The lines to copy are those in the records below that hold the word "opened".

[Dataset entries]
┄┄┄┄┄┄

PR #3380, opened 2026-07-09
feat(devices): always-visible device-sync source selector (People-tab pattern)

tofikwest:
## Problem

The Devices tab gave no signal that device sync exists:
- With **no device-sync connection**, the selector rendered nothing at all.
- With a **broken connection** (e.g. expired Intune OAuth), it also rendered nothing — sync silently disappeared with no way to know a reconnect would restore it.

## Change

The device-sync control now follows the established People-tab sync-source pattern (people sync / `TwoFactorSourceSelector`) — an always-visible labeled control:

- **No connection:** labeled "Device sync" slot with a dashed **"Connect an integration →"** link to Integrations (same as the 2FA source selector).
- **Connected provider(s):** a Select with provider logo/name, "Active" marker, sync info (auto-sync daily, last/next sync) inside the dropdown, and a **"Don't auto-sync"** option. Selecting a provider sets it as the org's device-sync source and runs a sync; a **Sync now** button re-syncs.
- **Broken connection:** the provider appears as a **disabled option marked "Reconnect"** next to its name — no separate notification.

API: `GET /v1/sync/available-providers` gains an additive `connectionStatus` field (`'active' | 'error' | null`); errored connections are surfaced, deliberate disconnects are not. No extra query for orgs with an active connection. Deploy-skew safe: the frontend treats a missing field as no-connection (previous behavior).

## Tests

- API spec `sync-available-providers.controller.spec.ts`: active / errored / none — 3 passing
- Selector: 7 cases incl. connect slot, disabled Reconnect option, older-API fallback — 78/78 devices tests passing
- Typecheck: changed files clean

https://claude.ai/code/session_01TfDHFTwRgYxUoyyqGkHPDc

### DIFF
--- a/apps/api/src/integration-platform/controllers/sync-available-providers.controller.spec.ts
+++ b/apps/api/src/integration-platform/controllers/sync-available-providers.controller.spec.ts
@@ -1,0 +1,162 @@
+import { Test, TestingModule } from '@nestjs/testing';
+import { SyncController } from './sync.controller';
+import { HybridAuthGuard } from '../../auth/hybrid-auth.guard';
+import { PermissionGuard } from '../../auth/permission.guard';
+import { ConnectionRepository } from '../repositories/connection.repository';
+import { CredentialVaultService } from '../services/credential-vault.service';
+import { OAuthCredentialsService } from '../services/oauth-credentials.service';
+import { IntegrationSyncLoggerService } from '../services/integration-sync-logger.service';
+import { GenericEmployeeSyncService } from '../services/generic-employee-sync.service';
+import { GenericDeviceSyncService } from '../services/generic-device-sync.service';
+import { DynamicIntegrationRepository } from '../repositories/dynamic-integration.repository';
+import { CheckRunRepository } from '../repositories/check-run.repository';
+
+const mockConnectionFindFirst = jest.fn();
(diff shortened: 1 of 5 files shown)


tofikwest:
Addressed the cubic review in 4fa759818:

1. **Stale-error fallback (API)** — valid. The fallback now selects the **latest** connection row (no status filter, `orderBy updatedAt desc`) and only reports `error` when that latest row is errored — a newer deliberate disconnect wins over an older stuck-in-error row. Regression test added.
2. **No visible signal when closed (selector)** — partially applied. The dropdown-only presentation is the intended design (per product owner: no banner/notification). The valid kernel — the closed trigger reading "Not syncing" when the only connection is broken — is fixed: it now shows **"Needs reconnection"**.
3. **"Don't auto-sync" falsely Active** — valid. The Active marker is now keyed on the saved provider slug, so a chosen provider whose connection broke no longer mislabels auto-sync as disabled. Test added.

tofikwest:
Addressed the follow-up cubic finding in the latest commit: valid — the "Needs reconnection" trigger state now also fires when the **saved** sync source's connection is errored, even if other providers remain connected (previously it fell back to "Not syncing" in that case). Test added for the mixed state (errored saved provider + another connected provider). 79/79 devices tests passing.

PR #3390, opened 2026-07-10
fix(devices): judge imported devices by the canonical four-check standard

tofikwest:
## The showcase bug

An Intune device showed **Compliant: Yes** with a **failing Disk Encryption check** — because the Compliant column displayed Intune's own `complianceState`, which reflects the customer's MDM policy configuration, not our framework standard. A policy-less Intune tenant marks every device compliant.

## The rule (CompAI's standard, same as the Comp agent)

Imported devices are now judged by the **four canonical checks** — Disk Encryption, Antivirus, Password Policy, Screen Lock — computed from source-reported data:

| Source data | Verdict |
|---|---|
| Any canonical check failed | **No** — one failure is enough, vendor verdict ignored |
| All four reported & passed | **Yes** |
| Some reported, none failed | **Unverified (n/4)** + tooltip listing what's missing, recommending the agent |
| None reported | Not tracked (unchanged) |

- Vendor verdict demoted to an informational "{Provider} verdict" line in device details
- Extra provider checks (e.g. Firewall) stay visible as badges but never affect the verdict
- Details panel now always lists all four canonical checks for imported devices, with honest "Not reported by {provider}" rows
- Chart: same rule; gray bucket renamed **Unverified**; CSV exports per-check yes/no/unverified

## Tests

91/91 devices tests — including the literal showcase scenario (vendor says compliant + disk encryption failed → **No**), extras-don't-affect-verdict, partial → Unverified (2/4), and zero-reported → Not tracked. Typecheck clean.

## Rollout note

The Intune definition gains an Antivirus mapping (Graph `windowsProtectionState` via $expand — verified live on staging, no extra API calls) — applied via the internal API separately. Until THIS PR deploys, the old verdict display remains visible.

---
## Summary by cubic
Fixes incorrect compliance for imported devices by applying the canonical four-check standard (Disk Encryption, Antivirus, Password Policy, Screen Lock). We now compute our own verdict across the UI, chart, and CSV; vendor verdicts are informational only.

- **Bug Fixes**
  - Verdicts for imported devices now follow: any fail → No; all four pass → Yes; partial without fails → Unverified (n/4); none reported → Not tracked.
  - Device details always list the four checks; missing ones show “Not reported by {provider} — install the CompAI agent to verify”. Extra provider checks are informational only. Vendor verdict appears as a "{Provider} verdict" line.
  - Chart uses the canonical verdicts and renames gray to Unverified; the legend hides Unverified when empty.
  - CSV exports status as not_tracked/unverified (n/4)/compliant/non_compliant; per-check values are yes/no/unverified for imported devices.

- **Refactors**
  - Encoded `not_tracked` as its own verdict kind (not a special unverified case), simplifying chart, badge, and CSV logic.

<sup>Written for commit fcf9acda6e3356bd9d78d8b0edadc46e58cc9310. Summary will update on new commits.</sup>

<a href="https://cubic.dev/pr/trycompai/comp/pull/3390?utm_source=github" target="_blank" rel="noopener noreferrer" data-no-image-dialog="true"><picture><source media="(prefers-color-scheme: dark)" srcset="https://www.cubic.dev/buttons/review-in-cubic-dark.svg"><source media="(prefers-color-scheme: light)" srcset="https://www.cubic.dev/buttons/review-in-cubic-light.svg">Review in cubic</picture></a>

┄┄┄┄┄┄

* ANSWER FOR THE TASK:
PR #3380, opened 2026-07-09
PR #3390, opened 2026-07-10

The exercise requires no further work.